- Opening Delimiter -

PR #581, opened 2024-01-02
GQSP: Implement complementary polynomial computation

anurudhp:
theorem 4 of https://arxiv.org/abs/2308.01501

Still some debugging left to do:
- [x] Computed Q satisfies the definitional constraints, but still produces incorrect GQSP circuits
- [x] computing a polynomial from roots is inaccurate even for degree 30 or so. TODO check if this causes a problem.

### DIFF
--- a/qualtran/bloqs/generalized_qsp.py
+++ b/qualtran/bloqs/generalized_qsp.py
@@ -92,9 +92,9 @@ def qsp_complementary_polynomial(
 
     The exact method for computing $Q$ is described in the proof of Theorem 4.
     The method computes an auxillary polynomial R, whose roots are computed
-    and re-interpolated the obtain the required polynomial Q.
+    and re-interpolated to obtain the required polynomial Q.
 
-    TODO Also implement the more efficient optimization-based method described in Eq. 52
+    TODO: Also implement the more efficient optimization-based method described in Eq. 52
 
     Args:
         P: Co-efficients of a complex polynomial.
@@ -151,10 +151,6 @@ def qsp_complementary_polynomial(
 
         assert is_permutation(smaller_roots, 1 / np.array(larger_roots).conj())
 
-    # Leading co-efficient of R described in Eq. 37.
-    c = R.coef[-1]
-    scaling_factor = np.sqrt(np.abs(c * np.prod(larger_roots)))
-
     # pair up roots in `units`, claimed in Eq. 40 and the explanation preceding it.
     # all unit roots must have even multiplicity.
     paired_units: list[complex] = []
@@ -179,6 +175,13 @@ def qsp_complementary_polynomial(
     # - \hat{G}^2 is the monomials which are unit roots of R, which occur in pairs.
     # - G*(z) G(z) is the interpolation of the conjugate paired non-unit roots of R,
     #   described in Eq. 37 - Eq. 38
+
+    # Leading co-efficient of R described in Eq. 37.
+    # Note: In the paper, the polynomial is interpolated from larger_roots,
+    #       but this is swapped in our implementation to reduce the error in Q.
+    c = R.coef[-1]
+    scaling_factor = np.sqrt(np.abs(c * np.prod(larger_roots)))
+
     Q = scaling_factor * Polynomial.fromroots(paired_units + smaller_roots)
 
     return np.around(Q.coef, decimals=10)
--- a/qualtran/bloqs/generalized_qsp.py
+++ b/qualtran/bloqs/generalized_qsp.py
@@ -106,20 +106,19 @@ def qsp_complementary_polynomial(
     """
     d = len(P) - 1  # degree
 
-    r"""R(z) = z^d (1 - P^*(z) P(z))
-    obtained on simplifying Eq. 34, Eq. 35 by substituting H, T.
-    The definition of $R$ is given in the text from Eq.34 - Eq. 35,
-    following the chain of definitions below:
-
-        $$
-        T(\theta) = \abs{P(e^{i\theta}),
-        H = I - T,
-        H = e^{-id\theta} R(e^{i\theta})
-        $$
-        
-    Here H and T are defined on reals, so the initial definition of R is only on the unit circle.
-    We analytically continue this definition to the entire complex plane by replacing $e^{i\theta}$ by $z$.
-    """
+    # R(z) = z^d (1 - P^*(z) P(z))
+    # obtained on simplifying Eq. 34, Eq. 35 by substituting H, T.
+    # The definition of $R$ is given in the text from Eq.34 - Eq. 35,
+    # following the chain of definitions below:
+    #
+    #     $$
+    #     T(\theta) = \abs{P(e^{i\theta}),
+    #     H = I - T,
+    #     H = e^{-id\theta} R(e^{i\theta})
+    #     $$
+    #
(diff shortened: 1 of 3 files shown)


anurudhp:
After some debugging, I realized why complex polynomials were producing incorrect circuits:
https://github.com/quantumlib/Qualtran/blob/7c9f3a0af0705e8bf72e0297c7cd2ce2c9b94628/qualtran/bloqs/generalized_qsp.py#L120

the $\phi_j$ are computed as $arg(a / b)$, which is numerically unstable around 0 - really small non-zero values can have arbitrary angles. This isn't an issue for polynomials with real coefficients though, as thetas are computed correctly.

qualtran/bloqs/generalized_qsp.py
```diff
@@ -79,6 +79,88 @@ def decompose_from_registers(
...
+) -> Sequence[complex]:
+    r"""Computes the Q polynomial given P
+
+    Computes polynomial $Q$ of degree at-most that of $P$, satisfying
+
+        $$ \abs{P(e^{i\theta})}^2 + \abs{Q(e^{i\theta})}^2 = 1 $$
+
+    for every $\theta \in \mathbb{R}$.
+
+    The exact method for computing $Q$ is described in the proof of Theorem 4.
```
tanujkhattar, line 93: Maybe add a comment saying that this function computes the complementary polynomial using root finding following the ideas laid out in Theorem 4. But there's also a cheaper optimization based approach described in Eq 52

qualtran/bloqs/generalized_qsp.py
```diff
@@ -115,9 +197,9 @@ def qsp_phase_factors(
     for d in reversed(range(n)):
         assert S.shape == (2, d + 1)
 
-        a, b = np.around(S[:, d], decimals=10)
+        a, b = S[:, d]
         theta[d] = np.arctan2(np.abs(b), np.abs(a))
-        phi[d] = (np.angle(a) - np.angle(b)) % (2 * np.pi)
+        phi[d] = np.angle(a) - np.angle(b)
```
tanujkhattar, line 202: Can you add a comment with a TODO that highlights the numerical instability for complex polynomials and what causes the numerical instability? (or link to a github issue that describes the problem)

qualtran/bloqs/generalized_qsp.py
```diff
@@ -79,6 +79,88 @@ def decompose_from_registers(
...
+
+    # R(z) = z^d (1 - P^*(z) P(z)) (Eq. 34, 35)
+    R = Polynomial.basis(d) - Polynomial(P) * Polynomial(np.conj(P[::-1]))
+    roots = R.roots()
+
+    units: list[complex] = []  # roots r s.t. \abs{r} = 1
+    larger_roots: list[complex] = []  # roots r s.t. \abs{r} > 1
+    smaller_roots: list[complex] = []  # roots r s.t. \abs{r} < 1
+
+    for r in roots:
```
tanujkhattar, line 113: It'd be great if you can add more comments throughout the implementation, mapping it back to the proof of Theorem 4 since I think there are a few differences in the explanation and your implementation? More comments to make it easier for readers to follow

tanujkhattar (approved):
Looking good overall. Request to add more comments and explanations for the implementation.

qualtran/bloqs/generalized_qsp.py
anurudhp: added a comment before `phi[d]`

qualtran/bloqs/generalized_qsp.py
anurudhp: I added comments inline explaining the mapping and respective eqs/paras in the paper. Could you see if something is missing?

qualtran/bloqs/generalized_qsp.py
anurudhp: added a todo note for eq. 52

qualtran/bloqs/generalized_qsp.py
```diff
@@ -79,6 +79,111 @@ def decompose_from_registers(
...
+            unpaired_units.append(z)
+
+    if verify:
+        assert len(unpaired_units) == 0
+
+    # Q = G \hat{G}, where
+    # - \hat{G}^2 is the monomials which are unit roots of R, which occur in pairs.
+    # - G*(z) G(z) is the interpolation of the conjugate paired non-unit roots of R,
+    #   described in Eq. 37 - Eq. 38
+    Q = scaling_factor * Polynomial.fromroots(paired_units + smaller_roots)
```
tanujkhattar, line 182: Maybe a trivial question - Is my understanding correct that in the paper they seem to define `Q` with the opposite usage of `smaller_roots` and `larger_roots` ?  Something like

```python
scaling_factor = np.sqrt(np.abs(c * np.prod(smaller_roots)))
Q = scaling_factor * Polynomial.fromroots(paired_units + larger_roots)
```

This follows from Eq 37
image
where the scaling factor is 

$$
G = \sqrt{\prod_{k=1}^{m}\frac{1}{w_{k}^*}} \prod_{k=1}^{m} ||x - w_{k}||
$$

It would probably not matter but just want to make sure that I'm understanding this correct.

tanujkhattar (approved):
Looks great now! I've added one doubt but feel free to merge after responding to my comment. Thanks!

qualtran/bloqs/generalized_qsp.py
anurudhp: Ah yes, that is true. I was debugging the issue of the polynomial being too large when substituting its zeroes, so I swapped the two around hoping it'll reduce the error.  I just tried swapping the two around, and it fails for degree 4.

qualtran/bloqs/generalized_qsp.py
```diff
@@ -79,6 +79,114 @@ def decompose_from_registers(
...
+
+    # Leading co-efficient of R described in Eq. 37.
+    # Note: In the paper, the polynomial is interpolated from larger_roots,
+    #       but this is swapped in our implementation to reduce the error in Q.
+    c = R.coef[-1]
+    scaling_factor = np.sqrt(np.abs(c * np.prod(larger_roots)))
+
+    Q = scaling_factor * Polynomial.fromroots(paired_units + smaller_roots)
+
+    return np.around(Q.coef, decimals=10)
```
tanujkhattar, line 187: Why the magic number `10` ? Does this have any impact on potential loss of precision?

anurudhp: actually this isn't needed, I removed it now.

But the current tests only work up till degree 4, the errors from degree 5 are quite large already. I plan to look into this next.

tanujkhattar: >  the errors from degree 5 are quite large already. I plan to look into this next.

So swapping smaller_roots and larger_roots doesn't help? Or it works till degree 4 because of reduced error due to swapping the use of two ?

anurudhp: Btw, the complementary polynomial satisfies the required constraint $|P(z)|^2 + |Q(z)|^2 = 1$ even for degree 100, so the error seems to blow-up in the QSP phase computation.

anurudhp: @tanujkhattar thoughts?

tanujkhattar: Looks good, happy to merge now and debug the precision issue in follow up PRs.

Issue #523, opened 2023-11-18
Use of `eval` in proto deserialization


mpharrigan:
`_ndarray_from_proto` uses `eval` on wire input. This seems like a bad idea.

mpharrigan:
@tanujkhattar can you take a look at this

tanujkhattar:
Looking at it now

PR #588, opened 2024-01-09
Update NDArray proto and serialization to avoid running eval on serialized code

tanujkhattar:
Fixes https://github.com/quantumlib/Qualtran/issues/523

Note that this is backwards incompatible change but it's fine because we currently don't make any backwards compatibility guarantees.


mpharrigan:
Much nicer. Thanks. 

Yes, worth re-iterating that at some point, backwards compatibility in the serialization format will be very important but that is not the case yet

mpharrigan (approved):

PR #591, opened 2024-01-17
Cirq interface opt-in

mpharrigan:
The Cirq-interop code is high quality and highly refactorable. It’s currently configured as a [kitchen sink](https://www.merriam-webster.com/dictionary/everything%20but%20the%20kitchen%20sink). This change reconfigures some of the defaults.

This PR adds support for writing "cirq-style" decompositions with qubits and bloq.on(*qubits) for all bloqs. This is an informationally-complete way of defining decompositions that may be 1) more familiar to cirq people 2) more convenient if you’re wiring up a bunch of thru-registers and don’t want to redundantly write down inputs and outputs everywhere. `Bloq` learns `on` and `on_registers` method so that all bloqs can be wired up this way.

`BloqAsCirqGate` loses support for the bloq api. It’s just a Cirq gate and doesn’t implement the Bloq API. It’s confusing for it to be both. Note: `CirqGateAsBloq` is still both since it didn't confuse me when debugging this refactor but could be disentangled in a follow-on. 

GateWithRegisters that don’t implement any special cirq protocols can migrate to Bloq. They can still be wired up using Bloq.on(). As an example, this PR changes `MultiAnd` to a `Bloq` with no other modifications to the library required.

--------

Specific changes:
 - `Bloq.on` and `Bloq.on_registers` wrap in `BloqAsCirqGate` which now gets unwrapped by `cirq_optree_to_cbloq`. 
 - `GateWithRegisters` is unchanged apart from factoring out code into helper functions.
 - `BloqAsCirqGate` uses those helper functions

### DIFF
--- a/qualtran/_infra/bloq.py
+++ b/qualtran/_infra/bloq.py
@@ -369,6 +369,55 @@ class Bloq(metaclass=abc.ABCMeta):
             bloq=self, cirq_quregs=cirq_quregs, qubit_manager=qubit_manager
         )
 
+    def on(self, *qubits: 'cirq.Qid') -> 'cirq.Operation':
+        """A `cirq.Operation` of this bloq operating on the given qubits.
+
+        This method supports an alternative decomposition backend that follows a 'Cirq-style'
+        association of gates with qubits to form operations. Instead of wiring up `Soquet`s,
+        each gate operates on qubit addresses (`cirq.Qid`s), which are reused by multiple
+        gates. This method lets you operate this bloq on qubits and returns a `cirq.Operation`.
+
+        The primary, bloq-native way of writing decompositions is to override
+        `build_composite_bloq`. If this is what you're doing, do not use this method.
+
+        To provide a Cirq-style decomposition for this bloq, implement a method (typically named
+        `decompose_from_registers` for historical reasons) that yields a list of `cirq.Operation`s
+        using `cirq.Gate.on(...)`, `Bloq.on(...)`, `GateWithRegisters.on_registers(...)`, or
+        `Bloq.on_registers(...)`.
+
+        See Also:
+            `Bloq.on_registers`: Provides the same functionality, but with named registers
+                instead of a flat list of qubits.
+            `decompose_from_decompose_from_registers`: More details on how to write a cirq-style
+                decomposition.
+        """
+        import cirq
+
+        from qualtran.cirq_interop import BloqAsCirqGate
+
+        return cirq.Gate.on(BloqAsCirqGate(bloq=self), *qubits)
+
+    def on_registers(
+        self, **qubit_regs: Union['cirq.Qid', Sequence['cirq.Qid'], 'NDArray[cirq.Qid]']
+    ) -> 'cirq.Operation':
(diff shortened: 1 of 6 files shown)


qualtran/_infra/bloq.py
```diff
@@ -369,6 +369,55 @@ def as_cirq_op(
...
+        This method supports an alternative decomposition backend that follows a 'Cirq-style'
+        association of gates with qubits to form operations. See `Bloq.on()` for more details.
+
+        Args:
+            **qubit_regs: A mapping of register name to the qubits comprising that register.
+
+        See Also:
+            `Bloq.on`: Provides the same functionality, but with a flat list of qubits.
+                instead of named registers.
+            `decompose_from_decompose_from_registers`: More details on how to write a cirq-style
```
tanujkhattar, line 414: `decompose_from_decompose_from_registers` - looks like a typo? Or is `decompose_from_decompose_from` expected and doesn't currently exist?

mpharrigan: ah this was an old name for what I have named `decompose_from_cirq_style_method`

qualtran/bloqs/and_bloq.py
```diff
@@ -291,6 +294,9 @@ def decompose_from_registers(
         )
         yield self._decompose_via_tree(control, self.cvs, ancilla, *target)
 
+    def decompose_bloq(self) -> 'CompositeBloq':
+        return decompose_from_cirq_style_method(self)
```
mpharrigan, line 298: @tanujkhattar the idea is to explicitly flag that we're using a cirq style `decompose_from_registers` method by overriding `decompose_bloq` with this non-default way of doing a decomposition. You can actually name the decomposition method whatever you want and specify its name as the second argument. There's a variety of alternatives centering around a) plumbing through the method b) defaults.

I picked this way to keep the `Bloq` abstract interface streamlined, with the happy path clearly highlighted. The explicit delegation with `decompose_from_cirq_style_method` removes a category of headaches when debugging a decomposition.

qualtran/cirq_interop/_cirq_to_bloq.py
```diff
@@ -280,6 +285,29 @@ def _gather_input_soqs(
...
+    true cirq gates with `CirqGateAsBloq`.
+    """
+    from qualtran.cirq_interop._bloq_to_cirq import BloqAsCirqGate
+
+    if op.gate is None:
+        raise ValueError(f"Only gate operations are supported, not {op}.")
+
+    gate = op.gate
+    if isinstance(gate, BloqAsCirqGate):
+        # Perhaps this was operation was constructed from `Bloq.on()`.
```
tanujkhattar, line 301:
```suggestion
        # Perhaps this operation was constructed from `Bloq.on()`.
```

tanujkhattar (approved):

qualtran/cirq_interop/_cirq_to_bloq.py
mpharrigan: fixed offline, thanks

qualtran/_infra/bloq.py
mpharrigan: fixed, thanks!

PR #1486, opened 2024-11-04
Modify KaliskiModInverse to support zero

NoureldinYosri:
By construction KaliskiModInverse assumes its inputs are valid (i.e. gcd(x, mod) = 1). The case of zero is interesting however since for the bloq to be unitary it has to send zero to itself. the default circuit either does that or sends it to $p$ depending on whether the opreation $p - r$ is implemented as `ModNeg` $\mathcal{O}(2n)$ 
toffoli or as ~r -> AddK($p + 1$)  $\mathcal{O}(n)$ toffoli (which is what we do).

Changing the final step to use ModNeg solves the problem (but increases the toffoli costs by $n$). it also prevents us from freeing the $u$ and $s$  registers so we will have to keep them around for uncomputation. This means we keep $6n$ junk qubits.

Alternatively we can do this at no additional cost and by keeping only $4n$ junk qubits. The condition $x=0$ or more precisely $v=0$ is checked at the beginning of each iteration. so I just keep the result of that check for uncomputation. The case where $x=0$ corresponds to having the first check yield 1. Also the first check is 1 if and ony if $x=0$.

### DIFF
--- a/qualtran/bloqs/mod_arithmetic/mod_division.py
+++ b/qualtran/bloqs/mod_arithmetic/mod_division.py
@@ -17,7 +17,7 @@ from typing import cast, Dict, List, Optional, Tuple, TYPE_CHECKING, Union
 
 import numpy as np
 import sympy
-from attrs import evolve, frozen
+from attrs import evolve, field, frozen
 
 from qualtran import (
     Bloq,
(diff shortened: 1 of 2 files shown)


mpharrigan:
What does it mean to send it to mod p?

Can you clarify how this relates to the paper references: did they assume a `ModNeg`-based implementation? or is this overlooked in the paper implementation?

NoureldinYosri:
> What does it mean to send it to mod p?
bad formatting ... I meant to say that the result is either 0 or $p$ depending how the last step is done.

> did they assume a ModNeg-based implementation? 
yes they did. they either overlooked the that $u$ and $s$ can't be freed or they kept it regardless.  on the other hand the source of the circuit https://arxiv.org/abs/2302.06639, assumes valid inputs and so it frees those registers

mpharrigan (approved):

NoureldinYosri:
@mpharrigan the litenski paper overlooks that they can't free the $u$ and $s$ registers. the figure they have (fig 7) shows the terminal value that only happens when the input is valid 

image

Issue #1336, opened 2024-08-23
Tensor contraction 4-5x slower than `cirq.unitary` for hamiltonian simulation bloq


anurudhp:
`cirq.unitary(BloqAsCirqGate(W_e_iHt))` is 4-5x faster than `W_e_iHt.tensor_contract()`. Code used in: https://github.com/quantumlib/Qualtran/blob/0d9d97413e0d7bf49a3a70b553179af39a91b185/qualtran/bloqs/hamiltonian_simulation/hamiltonian_simulation_by_gqsp_test.py#L72-L82

Discussion: https://github.com/quantumlib/Qualtran/pull/1328#discussion_r1728052654

One possible optimization is to add 0 state/effect for ancilla and then tensor contract to directly get the block encoded matrix

mpharrigan:
I could roughly reproduce the original numbers and with some preliminary optimizations I can get

<img width="441" alt="Image" src="https://github.com/user-attachments/assets/41c2d204-4466-4d6b-8cc7-e72c28e11e42" />

**quimb thing.** I included a heuristic in the tensor contraction code to try to optimize the tensor network if the contraction width is sufficiently large. This is important for some large networks to make them tractable at all, but in these test cases the "optimization" was taking several seconds but naively contracting takes like 0.08s . Removing the tensor network simplifier shaves off a couple of seconds


**qualtran thing.** Most of the time is spent flattening the circuit. This involves `map_soqs` to re-wire-up the flattened version. This involves putting a lot of soquets in dictionaries. I sped up flattening by 1) cacheing an intermediate mapping dictionary rather than reconstructing it each time 2) changing the hash function of `Soquet`, which was itself using a lot of time... but I did this out of order so maybe (2) isn't necessary given (1). 

In the end, most of the time is still spent flattening the circuit and there's no part that's taking an obviously large amount of time, i.e. we're at the whims of Python.

These examples require flattening 9 times to get to the fully-flat form. We might be able to go faster by depth-first-searching the compute graph *as* we build the tensor network rather than factoring it into two steps: flatten; convert to quimb; and factoring that first step into 9 steps: `flatten_once` nine times. This would require more work

PR #1487, opened 2024-11-06
fix QPE test failure, add non-slow bloq example autotest

anurudhp:


anurudhp:
@mpharrigan @fdmalone ptal!

qualtran/_infra/controlled.py
```diff
@@ -458,9 +458,12 @@ def _unitary_(self):
             # subbloq is a cirq gate, use the cirq-style API to derive a unitary.
             import cirq
 
-            return cirq.unitary(
-                cirq.ControlledGate(self.subbloq, control_values=self.ctrl_spec.to_cirq_cv())
-            )
+            try:
```
fdmalone, line 461: Why are we just passing? This is because the subbloq might not be unitary right? Maybe we should at least print a warning to indicate the user is doing something unsupported etc.

fdmalone (approved):
LGTM % nit about this silent exception

qualtran/_infra/controlled.py
fdmalone: Re-reading, if a warning is too annoying (although I guess we could leverage logging here) at least add a comment to the source code

anurudhp: The ideal would be to always use `tensor_contract`, but at the moment, it's about 5-10x slower than `cirq.unitary` (e.g. #1336). So my interim fix was to try cirq, and use tensor if it failed.

I'll add this as a comment in the source code

fdmalone:
LGTM

anurudhp:
could you merge it? (I don't have the permissions)
thanks!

- Closing Delimiter -

▸ **Work to complete**: Search the records for the word "frozen". Copy each line where it appears.

▸ **Output of the task**:
-from attrs import evolve, frozen
+from attrs import evolve, field, frozen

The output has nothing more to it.